━━━ Input data

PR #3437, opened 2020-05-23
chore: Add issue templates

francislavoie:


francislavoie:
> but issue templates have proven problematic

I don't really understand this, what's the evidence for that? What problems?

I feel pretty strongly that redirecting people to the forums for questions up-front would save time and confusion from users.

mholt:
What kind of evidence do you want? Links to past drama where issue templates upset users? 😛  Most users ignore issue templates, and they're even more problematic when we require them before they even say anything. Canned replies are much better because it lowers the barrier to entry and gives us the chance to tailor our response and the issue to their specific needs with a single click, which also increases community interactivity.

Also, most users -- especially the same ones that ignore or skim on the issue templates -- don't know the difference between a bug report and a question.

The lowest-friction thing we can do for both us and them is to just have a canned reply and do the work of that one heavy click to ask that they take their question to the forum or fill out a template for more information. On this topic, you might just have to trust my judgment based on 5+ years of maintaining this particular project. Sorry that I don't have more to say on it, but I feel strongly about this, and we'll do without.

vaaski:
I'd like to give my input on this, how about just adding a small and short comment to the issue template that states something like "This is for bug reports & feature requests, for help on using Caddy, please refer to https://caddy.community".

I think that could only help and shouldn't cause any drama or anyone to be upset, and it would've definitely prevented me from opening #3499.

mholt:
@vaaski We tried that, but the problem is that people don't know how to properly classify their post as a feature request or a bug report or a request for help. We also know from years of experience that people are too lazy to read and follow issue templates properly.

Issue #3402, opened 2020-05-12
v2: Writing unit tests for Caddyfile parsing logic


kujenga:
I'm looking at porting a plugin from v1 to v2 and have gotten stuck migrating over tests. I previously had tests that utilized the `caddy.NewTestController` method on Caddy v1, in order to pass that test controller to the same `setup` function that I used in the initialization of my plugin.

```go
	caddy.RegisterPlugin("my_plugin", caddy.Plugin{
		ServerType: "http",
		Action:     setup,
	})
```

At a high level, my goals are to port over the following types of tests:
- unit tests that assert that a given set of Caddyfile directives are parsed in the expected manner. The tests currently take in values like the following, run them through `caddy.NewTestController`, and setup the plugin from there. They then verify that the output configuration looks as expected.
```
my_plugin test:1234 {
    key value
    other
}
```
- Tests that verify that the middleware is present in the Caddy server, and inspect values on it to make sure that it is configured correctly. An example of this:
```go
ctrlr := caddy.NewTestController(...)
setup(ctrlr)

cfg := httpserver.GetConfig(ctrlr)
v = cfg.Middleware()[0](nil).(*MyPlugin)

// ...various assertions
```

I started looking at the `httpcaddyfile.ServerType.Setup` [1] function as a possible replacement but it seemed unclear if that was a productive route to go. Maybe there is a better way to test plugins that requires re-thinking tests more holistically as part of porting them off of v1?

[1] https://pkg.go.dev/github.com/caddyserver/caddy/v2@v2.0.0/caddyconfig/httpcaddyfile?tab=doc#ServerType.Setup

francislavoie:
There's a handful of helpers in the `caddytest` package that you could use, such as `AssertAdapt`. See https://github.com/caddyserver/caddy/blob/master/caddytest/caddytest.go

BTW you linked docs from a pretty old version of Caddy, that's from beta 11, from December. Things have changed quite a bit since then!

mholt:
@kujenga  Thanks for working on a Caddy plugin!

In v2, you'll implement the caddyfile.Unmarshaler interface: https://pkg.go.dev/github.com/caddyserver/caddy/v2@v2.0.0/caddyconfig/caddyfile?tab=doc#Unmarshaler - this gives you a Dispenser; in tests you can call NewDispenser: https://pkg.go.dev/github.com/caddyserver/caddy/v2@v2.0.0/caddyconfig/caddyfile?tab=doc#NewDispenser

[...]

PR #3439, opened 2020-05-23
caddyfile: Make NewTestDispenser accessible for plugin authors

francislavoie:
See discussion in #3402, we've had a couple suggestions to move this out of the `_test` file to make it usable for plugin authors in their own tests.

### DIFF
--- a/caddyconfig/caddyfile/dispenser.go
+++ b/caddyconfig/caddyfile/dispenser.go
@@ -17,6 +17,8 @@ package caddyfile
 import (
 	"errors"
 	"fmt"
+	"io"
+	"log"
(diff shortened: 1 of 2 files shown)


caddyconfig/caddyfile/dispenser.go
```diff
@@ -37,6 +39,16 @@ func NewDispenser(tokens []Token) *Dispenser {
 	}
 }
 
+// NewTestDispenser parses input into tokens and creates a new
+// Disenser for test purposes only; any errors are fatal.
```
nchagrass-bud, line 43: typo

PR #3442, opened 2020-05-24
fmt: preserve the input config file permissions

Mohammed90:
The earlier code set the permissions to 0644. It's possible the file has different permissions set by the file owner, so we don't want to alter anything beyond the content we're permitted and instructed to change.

━━━━━━

**What is required:**
Find the word "drama" in the entries above and gather every line that holds it.

**Result of this exercise:**
What kind of evidence do you want? Links to past drama where issue templates upset users? 😛  Most users ignore issue templates, and they're even more problematic when we require them before they even say anything. Canned replies are much better because it lowers the barrier to entry and gives us the chance to tailor our response and the issue to their specific needs with a single click, which also increases community interactivity.
I think that could only help and shouldn't cause any drama or anyone to be upset, and it would've definitely prevented me from opening #3499.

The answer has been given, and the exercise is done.